I can't say exactly what the problem is, but several messages/errors led me to believe that a system repair of corrupt/missing files was in order:
- Example 1: Control Panel >> Programs >> Turn Windows features on or off: The system could not find the environment option that was entered. Same error comes up when I try to run CMD as Administrator. 
- Example 2: Opening pictures with Windows' default picture viewer produced an error. This led me to believe that maybe just the picture viewer was corrupt, but then I saw WMP wouldn't run either, and different system options wouldn't work (as in Ex. 1). 

I looked around and found that the appropriate files actually did exists, but still wouldn't run for some reason (e.g. WMP, Picture Viewer, etc.)

So I decided to run "sfc /scannow" which, at first, just popped up and then immediately closed. Then I tried running it from the Windows 7 installation DVD, via Safe Mode, and via other accounts. 
In most cases, it said it was starting and that "This will take some time", and a few seconds later "Windows Resource Protection could not perform the requested operation". 
I also tried "sfc /scannow /offbootdir=c:\ /offwindir=c:\windows" and the same via the installation DVD, in which case I used "sfc /scannow /offbootdir=d:\ /offwindir=d:\windows" instead.

I Googled a lot and nothing seems to work. I'd really like to restore this system back into working condition without losing any personal data. Yes, I've already backed it up. 

Thank you for any help with this issue, this community has helped me with so much in the past.
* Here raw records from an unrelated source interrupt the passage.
PR #562, opened 2022-12-25
adr: moving override config to separate component's prop

alisher-aituarov:
## Summary of change
Add discussion on moving components override config out of init call

## Related issues
- https://github.com/supertokens/supertokens-auth-react/issues/616
## Checklist

### DIFF
--- a/v2/contribute/decisions/reactsdk/0001-move-override-config-to-separate-component-prop.mdx
+++ b/v2/contribute/decisions/reactsdk/0001-move-override-config-to-separate-component-prop.mdx
@@ -15,7 +15,7 @@ import ArgumentNeut from "/src/components/decisionLogs/ArgumentNeut"
 
 ## Context and Problem Statement
 
-We may want to separate override config from supertokens-auth-react init, so user does have to call `init` both for `web-js` and `auth-react`. See related [issue](https://github.com/supertokens/supertokens-auth-react/issues/616)
+We may want to separate override config from supertokens-auth-react init, so user does not have to call `init` both for `web-js` and `auth-react`. See related [issue](https://github.com/supertokens/supertokens-auth-react/issues/616)
 
 ## Considered Options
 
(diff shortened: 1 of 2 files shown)


v2/contribute/decisions/reactsdk/0001-move-override-config-to-separate-component-prop.mdx
```diff
@@ -0,0 +1,46 @@
...
+import ArgumentCon from "/src/components/decisionLogs/ArgumentCon"
+import ArgumentNeut from "/src/components/decisionLogs/ArgumentNeut"
+
+# Move override config to separate component's prop
+
+<DecisionHeader status="proposed" lastUpdate="2022-12-21" created="2022-12-21" deciders={["rishabhpoddar", "porcellus"]} proposedBy={["rishabhpoddar"]} />
+
+## Context and Problem Statement
+
+We may want to separate override config from supertokens-auth-react init, so user does have to call `init` both for `web-js` and `auth-react`. See related [issue](https://github.com/supertokens/supertokens-auth-react/issues/616)
```
rishabhpoddar, line 18:
```suggestion
We may want to separate override config from supertokens-auth-react init, so user does not have to call `init` both for `web-js` and `auth-react`. See related [issue](https://github.com/supertokens/supertokens-auth-react/issues/616)
```

rishabhpoddar, line 18: This reasoning is incorrect. We want to extract the override config for components only (and not functions) so that the auth-react SDK can be initialised without having to depend on react.

rishabhpoddar: Note that the functions override remains in the auth-react init as it is right now.

rishabhpoddar (changes requested):

rishabhpoddar (approved):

I really appreciate it.


----------



## mike1001 (Jun 7, 2011)

I'm having the same issue here. Have you made any headway Noam?


----------



## Noam09 (Jan 21, 2008)

Hey mike
C:\ (system drive) is on a 100GB partition, and D:\ (storage) is on the remaining space (same hard drive). 
So what I did is I transferred all of my important data to D:\, and just went with a fresh OS install on C:\. I had seen recommendations on going with a Repair Install (http://www.sevenforums.com/tutorials/3413-repair-install.html), which may work for you, but it seems my system was so corrupt even that didn't help. 
Downside to what I did is I lost my installed programs (registry, etc), and had to recreate user accounts (which isn't really difficult nor time-consuming). I suppose I could have cloned my registry and program files and successfully gotten them to work on the "new" system, but I didn't have the time nor patience to deal with that, so I just went ahead and did a fresh install. 
I should also mention I made a clone of my hard drive before doing anything serious (using a CloneZilla LiveCD). 
Good luck solving your problem, and let me know if there's anything else I can help with.


----------



## mike1001 (Jun 7, 2011)

Thanks for following up. I missed the fact that you are using Windows 7 Home. I'm seeing the exact same SFC results on Server 2008 R2, and unfortunately performing a Repair Install seems to have been removed from this OS. Continuing to try to solve the BSOD...


----------



## mike1001 (Jun 7, 2011)

I solved my problem using a mix-and-match set of backed-up registry files. Most were from c:\windows\system32\config\system\regbak, but the SOFTWARE file had a timestamp too close to the time of the initial failure, so I used one that I had created in \windows\tmp when I initially began this recovery process. This is the guide I followed, with the addition of backing up the COMPONENTS hive file.


----------



## Noam09 (Jan 21, 2008)

That's good news. Hopefully this thread can help someone in the future.


----------